The advent of e-commerce began mostly in 1995 with Amazon and AuctionNow (eBay). This was the beginning for payment gateways, payment aggregators and other payment support.

Since, there has been a continuous increase in demand for online purchases. It has created a substantial online payment space.

These days, online stores not only use the traditional payment gateways, but they’re also equipping themselves for future technologies. Introducing innovative payment methods, such as developing technology to embed payment-card information into the SIM card of cell phones, hardware device-based payment methods, contactless RFI based secure payment method, chip and PIN-based embedded smart cards shortly; there’s a lot to keep abreast of in the payment processing space.
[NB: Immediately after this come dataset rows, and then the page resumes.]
PR #229, opened 2026-07-30
aslp: merge `$mem` functionality into `add_aarch64_global_declarations` 

katrinafyi:
This makes it use the same global variable declaration logic as the normal registers. This simplifies the code a bit and it avoids inserting memory if none of the lifted instructions reference it.

After this change, we can remove `bincaml_memory_var` from the IBI parameters entirely.

### DIFF
--- a/lib/transforms/aslp/aslp.ml
+++ b/lib/transforms/aslp/aslp.ml
@@ -142,21 +142,24 @@ let transform_procedure proc =
 
 (** Adds architectural variable declarations to the given program. By default,
     includes only those variables which are used. *)
-let add_aarch64_global_declarations ?(add_all = false) prog =
-  let include_var =
-    if add_all then Fun.const true
+let add_aarch64_global_declarations ?(include_unused = false) prog =
+  let include_predicate =
+    if include_unused then Fun.const true
     else
       Fun.flip VarSet.mem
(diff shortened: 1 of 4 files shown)


lib/transforms/aslp/aslp.ml
```diff
@@ -187,12 +162,23 @@ let add_aarch64_global_declarations ?(add_all = false) prog =
...
+  (match Program.get_decl_by_name (Aslp_lexpr.name Memory) prog with
+  | Some (Variable { binding }) ->
+      if not (Types.equal (Var.typ binding) (Aslp_lexpr.typ Memory)) then
+        Logs.warn (fun m ->
+            m
+              "Memory declared with unexpected type; lifter may produce \
+               wrongly-typed or incorrect code.")
+  | Some _ ->
+      failwith (Aslp_lexpr.name Memory ^ " already declared as non-variable")
+  | None -> () (* will be added by add_aarch64_global_declarations *));
```
agle: This doesn't seem neccessary anymore? Or it would be wanted for all of the variables?

agle (approved):

lib/transforms/aslp/aslp.ml
katrinafyi: Fair cop.

PR #1916, opened 2016-04-27
Add xorg-docs 1.7.1 from x-S12

alarcher:


pyhalov:
X-incorporation should be relaxed

alarcher:
Removed xorg-docs from X-incorporation.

Technologies Demand Improved Security

While businesses have adapted to new technological advances, they have not always applied the same level of energy into the security of those same technologies. Modern criminals recognize that an organizations desire to streamline a customers experience often dwarfs their desire to ensure it is secure. This translates into vulnerabilities being introduced, often unbeknownst to the business owner. That’s where things like PCI DSS can help.

About PCI DSS

In 2004, the payment card industry (PCI) recognized the importance of secure payment card operations and introduced global data security standards. This is referred to as the Payment Card Industry Data Security Standard, or PCI DSS, and applies to organizations that handle payment card data.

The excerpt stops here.